The login.conf I have is the default which comes with 13.0-RELEASE. I added the 'biba' class you see in the `Code:` box beneath the 'default' class. The line `:tc=default:` forwards the 'biba' class to the 'default' class.



skeleton616 said:


> And how do you set the login class 'biba' to the user 'test'?


Besides what SirDice suggested, which is the most convenient form, alternatively chsh(1) <username> executed as root can be used and the 'Class:' field edited or vipw(8) and the class set in the fifth field (see passwd(5)).

After cap_mkdb(1) and the 'biba' class set for the user, to take effect of the login class, the user if logged in needs to log out and log in again.
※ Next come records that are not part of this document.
PR #2638, opened 2018-11-20
Update mpas-source for correction to prevent thermo energy conservation error

jonbob:
This PR lowers the permitted surface flux error in the mushy layer picard iteration to 0.9*ferrmax. It also adds warning field to conservation check and corrects warning diagnostics which allocate errors to conduction/melt/growth. See [MPAS PR #116](https://github.com/MPAS-Dev/MPAS-Model/pull/116)

* Tested in two-year run of BGCEXP_BCRC_CNPRDCTC_1850.ne30_oECv3 on anvil

[non-BFB]

PR #2966, opened 2019-06-03
Update mpas-seaice and supporting scripts

jonbob:
This PR brings in a new mpas-source submodule that updates the mpas-seaice codebase, as well as supporting scripts. The seaice codebase brings in several small updates as well as introducing a snicar feature, which is turned off by default. It also makes a small modification to a convergence criteria to prevent thermo energy conservation errors that has been tested in the BGC v1 runs (see PR #2638) that can cause small answer changes in certain situations.

[NML]
[non-BFB]


jonbob:
merged to next

jonbob:
merged to master

PR #2968, opened 2019-06-04
Make cice build using CMake!

jgfouca:
[BFB]

### DIFF
--- a/components/cice/bld/configure
+++ b/components/cice/bld/configure
@@ -518,7 +518,7 @@ if ($print>=2) { print "CPP definitions set by configure: \'$cfg_cppdefs\'$eol";
 #-----------------------------------------------------------------------------------------------
 
 my $fp_filename      = 'Filepath';             # name of output filepath file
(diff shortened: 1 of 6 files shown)


components/cice/bld/configure
```diff
@@ -518,7 +518,7 @@ if ($print>=2) { print "CPP definitions set by configure: \'$cfg_cppdefs\'$eol";
 #-----------------------------------------------------------------------------------------------
 
 my $fp_filename      = 'Filepath';             # name of output filepath file
-my $cpp_filename     = 'CICE_cppdefs';         # name of output file for cice's cppdefs
```
jonbob: Is there a reason we use "CCSM_cppdefs" instead of something with E3SM or CIME?

jgfouca: It's a legacy name. I just changed it to match the other components.

jonbob: OK, just curious

jgfouca:
Merged to next.

PR #2969, opened 2019-06-04
Updates SBeTR module to simplify cmake for ELM

bishtgautam:
In SBeTR submodule, all `use bshr_assert_mod, only <>` statements are removed from
`bshr_assert.h` and explicitly added them in all files that have `#include "bshr_assert.h"`.
This simplifies E3SM Cmake for ELM.

[BFB]


jgfouca:
Merged to next.

PR #2972, opened 2019-06-05
Add UA and COARE ocean surface flux schemes

JackReevesEyre:
This branch adds two algorithms to calculate ocean surface fluxes (wind stress, latent and sensible heat fluxes) in CIME. The new algorithms are selected by a new CIME namelist variable: 

ocn_surface_flux_scheme = 0  [default] -- original scheme as used in E3SMv1;
                                           = 1               -- COARE v3.0 scheme (from Fairall et al. 2003);
                                           = 2               -- University of Arizona (UA) scheme (from Zeng et al., 1998).

The desired option should be added to user_nl_cpl.

[BFB]
[FCC]
[NML]

EW-108, EW-127

### DIFF
--- a/cime/src/drivers/mct/cime_config/namelist_definition_drv.xml
+++ b/cime/src/drivers/mct/cime_config/namelist_definition_drv.xml
@@ -698,7 +698,7 @@
      </values>
   </entry>
 
-  <entry id="flux_scheme">
+  <entry id="ocn_surface_flux_scheme">
      <type>integer</type>
      <category>control</category>
      <group>seq_infodata_inparm</group>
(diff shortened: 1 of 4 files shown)


kaizhangpnl:
@singhbalwinder Jack and I tested the branch independently for BFB. It is also reproducible from a restart. @JackReevesEyre What does the tag FCC mean?

JackReevesEyre:
@kaizhangpnl FCC means "flag climate changing": using the COARE or UA scheme changes the climate of the model compared to the default scheme. The differences are greater than just round off. Is that correct usage of this label?

rljacob:
Yes it is.

kaizhangpnl:
Now I remember seeing this tag before. :) Thanks!

singhbalwinder:
Merged to next

kaizhangpnl:
Thank you, Balwinder!

JackReevesEyre:
Thank you all!

PR #2981, opened 2019-06-07
Workaround bug in cmake f90 dependency scanner

jgfouca:
Cmake continues to struggle to find the correct .mod dependencies for some cice files.
These seems to happen when the file has certain preprocessor directives and the
use statements are within a subroutine.

[BFB]

### DIFF
--- a/components/cice/src/source/ice_shortwave.F90
+++ b/components/cice/src/source/ice_shortwave.F90
@@ -56,6 +56,15 @@
       use ice_constants
       use ice_blocks
       use ice_diagnostics
+      use ice_meltpond
+      use ice_calendar
+      use ice_domain
+      use ice_flux
+      use ice_grid
+      use ice_itd
+      use ice_orbital
+      use ice_state
+      use ice_therm_vertical, only: heat_capacity
       use ice_communicate, only: my_task
       use perf_mod, only: t_startf, t_stopf, t_barrierf
 !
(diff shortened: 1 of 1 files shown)


rljacob:
Does the file have to have both cpp directives AND use statements in a subroutine?   The latter is completely legal Fortran and we can't remove all instances of it.

jgfouca:
@rljacob , yes. @ambrad and I tracked the problem down to:

```
#ifdef CCSM3FRC
         dalvdrn_ccsm3, & ! visible direct albedo (diag)    (fraction)
         dalidrn_ccsm3, & ! near-ir direct albedo (diag)    (fraction)
         dalvdfn_ccsm3, & ! visible diffuse albedo (diag)   (fraction)
         dalidfn_ccsm3, & ! near-ir diffuse albedo (diag)   (fraction)
#endif
```

Any 'use' statements that occur within subroutines after this preprocessor segment will not get detected by CMake's dependency scanner.

ambrad:
@jgfouca, have you been able to make a minimal breaking example modeling this issue? So far I have failed. The following, plus a number of variations on it, all yield the correct `CMakeFiles/mbe.dir/depend.make` file. I'm wondering if there's an extreme subtlety here, or if maybe the particular environment you're building in is part of the issue.
```
$ for i in CMakeLists.txt *.F90; do echo ">> $i"; cat $i; done
>> CMakeLists.txt
cmake_minimum_required (VERSION 3.5)

project (mbe Fortran)

set (SOURCES a.F90 b.F90 main.F90)
add_executable (mbe ${SOURCES})
>> a.F90
module a_mod

#ifdef CCSM3FRC
  integer :: hi
#endif

contains

  subroutine foo()
    use b_mod
  end subroutine foo
end module a_mod
>> b.F90
module b_mod
contains

  subroutine bar()
  end subroutine bar
end module b_mod
>> main.F90
program main
  use a_mod, only: foo
end program main
```

jgfouca:
@ambrad , no, but I plan on trying to do so this week.

PR #2982, opened 2019-06-07
Make mpas-ocean build using CMake!

jgfouca:
[BFB]


jgfouca:
Is dependent on https://github.com/MPAS-Dev/MPAS-Model/pull/277

rljacob:
Replaced by #3043

PR #2994, opened 2019-06-12
Update mpas-seaice to bring in improvements to the snow model

jonbob:
This PR brings in a new mpas-source submodule with updates only to the seaice core. These changes add improvements to the seaice snow model, though they are turned off by default and therefore should be bfb. The snow model does add some new variables to the seaice Registry and corresponding namelists.

[BFB]
[NML]

### DIFF
--- a/components/mpas-seaice/bld/build-namelist
+++ b/components/mpas-seaice/bld/build-namelist
@@ -485,16 +485,22 @@ if ($CONTINUE_RUN eq 'TRUE') {
         add_default($nl, 'config_do_restart_hbrine', 'val'=>".true.");
         add_default($nl, 'config_do_restart_zsalinity', 'val'=>".true.");
         add_default($nl, 'config_do_restart_bgc', 'val'=>".true.");
+        add_default($nl, 'config_do_restart_snow_density', 'val'=>".true.");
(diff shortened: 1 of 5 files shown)


jonbob:
passes an ERS_P480_Ld5.T62_oEC60to30v3wLI.GMPAS-DIB-IAF-ISMF.anvil_intel test, results are BFB with a run from master

njeffery:
@jonbob :  Completed a successful 10 year GCASE with 5 snow layers and all the new snow mods active. The code works as expected with options on, though the PR has options off by default. 

Some additional details to use the new snow tracers:
with config_use_snow_grain_radius = true
add to streams "SnowAgingPropertiesInput" which reads the file snicar_drdt_bst_fit_60_c04262019.nc

When using the zaerosols:
config_use_shortwave_bioabsorption = true
add to streams "StandardAerosolsInput" and "ModalAerosolsInput"
which reads the file "standard_optics_mpas_cice.nc" and "snicar_optics_5bnd_mam_c140303_mpas_cice.nc". respectively

jonbob:
merged to next

jonbob:
Merged to master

For why it's not working for you I suspect a typo in your login.conf, a missing backslash or double point.


----------



## skeleton616 (Jun 29, 2021)

Alright thanks I got it working now. So if I wanted to change the label for the default would I just add the label to the default section? I was thinking about just having the root user have a label of biba/high(high-high) and then the biba/myuser have a label of biba/low(low-high).


----------



## T-Daemon (Jun 29, 2021)

skeleton616 said:


> So if I wanted to change the label for the default would I just add the label to the default section?


Yes, that's all it takes.


----------



## skeleton616 (Jun 30, 2021)

Thanks for the help.


----------